Given $n$ arrays $A_1, …, A_n$ and an integer $k$, finding the $k$-th smallest element of those arrays can be done by finding $n$ "cuts" in those arrays such that the total number of elements before cuts is equal to $k$. The $k$-th smallest element is then one of the elements just before cuts in one of the arrays.

In details, if the arrays are of lengths $N_1, …, N_n$, we need to find indices $i_1, …, i_n$ such that for all $1\leqslant j \leqslant n$, we have $0\leqslant i_j\leqslant N_j$, and $\sum\limits_{j=1}^ni_j = k$.

To ensure the cuts are well done, for $j\neq j'$, we also need $A_j[i_{j}-1] \leqslant A_{j'}[i_{j'}]$.

The $k$-th smallest element is then $\max\limits_{j=1}^nA_j[i_{j}-1]$ (note that some of those may not exist if $i_j=0$).

The idea of the algorithm is some kind of double divide and conquer.
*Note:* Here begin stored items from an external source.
PR #7251, opened 2020-06-04
Move PIP to BrowserState, use for toolbar visibility

NotWoods:
Moves everything that affects toolbar visibility into the stores.

---

### Pull Request checklist

### After merge

### DIFF
--- a/components/feature/pwa/src/main/java/mozilla/components/feature/pwa/feature/WebAppHideToolbarFeature.kt
+++ b/components/feature/pwa/src/main/java/mozilla/components/feature/pwa/feature/WebAppHideToolbarFeature.kt
@@ -4,94 +4,120 @@
 
 package mozilla.components.feature.pwa.feature
 
-import android.net.Uri
 import android.view.View
 import androidx.core.net.toUri
 import androidx.core.view.isVisible
+import kotlinx.coroutines.CoroutineScope
+import kotlinx.coroutines.ExperimentalCoroutinesApi
+import kotlinx.coroutines.MainScope
+import kotlinx.coroutines.cancel
+import kotlinx.coroutines.flow.collect
+import kotlinx.coroutines.flow.combine
+import kotlinx.coroutines.flow.map
+import kotlinx.coroutines.launch
 import mozilla.components.browser.session.Session
-import mozilla.components.browser.session.SessionManager
+import mozilla.components.browser.state.selector.findTabOrCustomTabOrSelectedTab
+import mozilla.components.browser.state.state.CustomTabSessionState
+import mozilla.components.browser.state.state.SessionState
+import mozilla.components.browser.state.store.BrowserStore
 import mozilla.components.concept.engine.manifest.WebAppManifest
+import mozilla.components.feature.customtabs.store.CustomTabState
+import mozilla.components.feature.customtabs.store.CustomTabsServiceState
+import mozilla.components.feature.customtabs.store.CustomTabsServiceStore
+import mozilla.components.feature.pwa.ext.getTrustedScope
+import mozilla.components.feature.pwa.ext.trustedOrigins
+import mozilla.components.lib.state.ext.flow
 import mozilla.components.support.base.feature.LifecycleAwareFeature
+import mozilla.components.support.ktx.android.net.isInScope
+import mozilla.components.support.ktx.kotlinx.coroutines.flow.ifChanged
 
 /**
  * Hides a custom tab toolbar for Progressive Web Apps and Trusted Web Activities.
  *
  * When the [Session] is inside a trusted scope, the toolbar will be hidden.
  * Once the [Session] navigates to another scope, the toolbar will be revealed.
+ * The toolbar is also hidden in fullscreen mode or picture in picture mode.
+ *
+ * In standard custom tabs, no scopes are trusted.
+ * As a result the URL has no impact on toolbar visibility.
  *
  * @param toolbar Toolbar to show or hide.
- * @param sessionId ID of the custom tab session.
- * @param trustedScopes Scopes to hide the toolbar at.
- * Scopes correspond to [WebAppManifest.scope]. They can be a path (PWA) or just an origin (TWA).
- * @param onToolbarVisibilityChange Called when the toolbar is changed to be visible or hidden.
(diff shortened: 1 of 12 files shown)


components/feature/pwa/src/main/java/mozilla/components/feature/pwa/feature/WebAppHideToolbarFeature.kt
```diff
@@ -20,78 +39,78 @@ import mozilla.components.support.base.feature.LifecycleAwareFeature
  * Once the [Session] navigates to another scope, the toolbar will be revealed.
```
grigoryk, line 39: update this doc to mention PIP state

components/feature/pwa/src/main/java/mozilla/components/feature/pwa/feature/WebAppHideToolbarFeature.kt
```diff
@@ -4,14 +4,33 @@
...
+import mozilla.components.feature.customtabs.store.CustomTabsServiceStore
+import mozilla.components.feature.pwa.ext.getTrustedScope
+import mozilla.components.feature.pwa.ext.trustedOrigins
+import mozilla.components.lib.state.ext.flow
 import mozilla.components.support.base.feature.LifecycleAwareFeature
+import mozilla.components.support.ktx.android.net.isInScope
+import mozilla.components.support.ktx.kotlinx.coroutines.flow.ifChanged
 
 /**
  * Hides a custom tab toolbar for Progressive Web Apps and Trusted Web Activities.
```
grigoryk, line 36: can you explain in the doc what happens for custom tabs?

components/feature/pwa/src/main/java/mozilla/components/feature/pwa/feature/WebAppHideToolbarFeature.kt
```diff
@@ -20,78 +39,78 @@ import mozilla.components.support.base.feature.LifecycleAwareFeature
...
  */
 class WebAppHideToolbarFeature(
-    private val sessionManager: SessionManager,
     private val toolbar: View,
-    private val sessionId: String,
-    private var trustedScopes: List<Uri>,
-    private val onToolbarVisibilityChange: (visible: Boolean) -> Unit = {}
-) : Session.Observer, LifecycleAwareFeature {
+    private val store: BrowserStore,
+    private val customTabsStore: CustomTabsServiceStore? = null,
```
grigoryk, line 50: `manifest` will be `null` if you're not using this feature for a PWA? Would it be better to split PWA-related functionality into a feature which extends this class?

Why are `customTabStore` and `tabId` nullable? At the very least I'd expect `tabId` to be not-null.

NotWoods: `customTabStore` is null for backwards-compatibility. `tabId` is null to support working with the selected session, which is fairly common in Fenix.

components/support/ktx/src/main/java/mozilla/components/support/ktx/android/net/Uri.kt
```diff
@@ -25,3 +25,27 @@ val Uri.hostWithoutCommonPrefixes: String?
...
+    val path = path.orEmpty()
+    return trustedScopes.any { scope ->
+        sameOriginAs(scope) && path.startsWith(scope.path.orEmpty())
+    }
+}
+
+/**
+ * Checks that Uri has the same host as [other].
+ */
+fun Uri.sameHostAs(other: Uri) = scheme == other.scheme && host == other.host
```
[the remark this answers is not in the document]
NotWoods: I made these methods public because there are similar checks all over Fenix and AC. I kept the refactoring limited to PWA-related code, but other checks exist with the same names. I believe same host code in the engine used to be called in multiple locations.

NotWoods:
Yup, I can break up this code into separate commits if you prefer.

1. Expose all the logic needed to derive if toolbar should be hidden, so that an app can make their own version of the hide fullscreen component if desired.
   a. Make origin/scope logic a public helper
   b. Move PIP logic in BrowserState
2. Switch WebAppHideToolbarFeature so it uses our stores
   a. Switch to BrowserState for everything stored there
   b. Instead of computing "trustedOrigins" outside the feature and passing in the computed list, handling the computation automatically using the custom tab store. (See sample browser for moved logic.)
3. Add fullscreen/pip to WebAppHideToolbarFeature

Does that sound about right?

components/feature/pwa/src/main/java/mozilla/components/feature/pwa/feature/WebAppHideToolbarFeature.kt
NotWoods: We can make a non-PWA/customtab version of this feature, but there isn't much logic to share. The store subscription code would be different if we're only listening to BrowserStore. I can add a separate version of this feature if we want.

grigoryk: Okay, thanks. Can you expand docstrings to explain these choices?

NotWoods: 👍

components/feature/session/src/main/java/mozilla/components/feature/session/PictureInPictureFeature.kt
```diff
@@ -57,25 +56,33 @@ class PictureInPictureFeature(
...
         activity.enterPictureInPictureMode()
         true
     }
 
-    fun onPictureInPictureModeChanged(enabled: Boolean) = pipChanged?.invoke(enabled)
+    /**
+     * Should be called when then system informs you of changes to and from picture-in-picture mode.
+     * @param enabled True if the activity is in picture-in-picture mode.
+     */
+    fun onPictureInPictureModeChanged(enabled: Boolean): Job {
```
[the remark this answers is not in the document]
NotWoods: I've already updated this function to return unit.

NotWoods:
bors r=grigoryk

Details may be missing, but I think this works:

  • if $n = 1$, find the cut in $\mathcal{O}(1)$ time;
  • otherwise:
    • let $k_1 = 0$ and $k_2 = k$;
    • while $k_2 > k_1 + 1$:
      • let $\ell = (k_1 + k_2) / 2$
      • find the cuts for the $\ell$-th smallest element $x$ in arrays $A_1, …, A_{\frac{n}2}$;
      • find the cuts for the $(k-\ell)$-th smallest element $y$ in arrays $A_{\frac{n}2+1},…,A_n$;
      • if the cuts are well done, return $\max(x, y)$;
      • otherwise, if $x < y$, $k_1$ becomes $\ell$;
      • otherwise, $k_2$ becomes $\ell$

To check if cuts are well done, you need to check if $x \leqslant A_{j'}[i_{j'}]$ for $j'\in \{\frac{n}2+1, …, n\}$ and if $y\leqslant A_{j'}[i_{j'}]$ for $j'\in \{1, …, \frac{n}2\}$.

For the complexity, let $C(n)$ be the time complexity for the search of the $k$-th smallest element in $n$ sorted arrays. Given the previous algorithm, we get: $$C(n) = \log_2 k (2C\left(\frac{n}2\right) + \mathcal{O}(n))$$

Using the master theorem, we get $C(n) = \mathcal{O}(n(\log_2 k)^{\log_2 n})$.

We get $C(1) =\mathcal{O}(1)$ and $C(2) = \mathcal{O}(\log_2 k)$.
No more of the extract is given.